TASK INSTRUCTIONS: Show each line from the records below in which the word "json" occurs.

DATA EXTRACT:
PR #1769, opened 2020-04-21
SC-4260 (former Hotfix/22.9.8) enable sentry sample rate

tofixx:
# Checkliste

move sentry settings to configuration and reduce reported number of issues, this replaces #1768


views/lib/sentry.hbs
```diff
@@ -22,7 +30,7 @@
 	});
 	Sentry.configureScope((scope) => {
 		scope.setLevel('warn');
-		{{#if @root.currentUser}}
+		{{#if @root.currentUser }}
```
adrianjost, line 33:
```suggestion
		{{#if @root.currentUser}}
```

PR #1770, opened 2020-04-21
feature / sc-3560-topic

abralurrahman:
- [x] Link zum Ticket https://ticketsystem.schul-cloud.org/browse/SC-3560


locales/de.json
```diff
@@ -718,5 +718,44 @@
 			"released": "Veröffentlicht",
 			"unpublished": "Unveröffentlicht"
 		}
+	},
```
CeEv, line 721: The same can you please add this to en.json too? :)

PR #749, opened 2021-08-13
misc tests including folio search and a model test 

saravanpa-aot:
*Issue #:*
https://github.com/bcgov/entity/issues/7796

*Description of changes:*

1) added api test with folio search
2) added a base model test 
3) added faker so that we don't have to supply arbitrary values

### DIFF
--- a/pay-api/src/pay_api/models/payment_account.py
+++ b/pay-api/src/pay_api/models/payment_account.py
@@ -63,7 +63,7 @@ class PaymentAccountSchema(BaseSchema):  # pylint: disable=too-many-ancestors
         """Returns all the fields from the SQLAlchemy class."""
 
         model = PaymentAccount
-        exclude = ['versions', 'pad_activation_date', 'id']
+        exclude = ['versions', 'pad_activation_date']
 
     payment_method = fields.String(data_key='payment_method')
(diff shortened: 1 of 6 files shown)


pay-api/src/pay_api/models/payment_account.py
```diff
@@ -63,7 +63,7 @@ class Meta:  # pylint: disable=too-few-public-methods
         """Returns all the fields from the SQLAlchemy class."""
 
         model = PaymentAccount
-        exclude = ['versions', 'pad_activation_date', 'id']
+        exclude = ['versions', 'pad_activation_date']
```
saravanpa-aot, line 66: one of the tests needs the payment account id in the response ; 
Lmk if its okay to expose the id , If not i can find other ways to get the id...

sumesh-aot: ok, id may confuse if it's included in the response as there would be both id and accountId in paymentAccount resource.

sumesh-aot (approved):

pay-api/src/pay_api/models/payment_account.py
saravanpa-aot: will fix it in the next PR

TASK SOLUTION:
locales/de.json
CeEv, line 721: The same can you please add this to en.json too? :)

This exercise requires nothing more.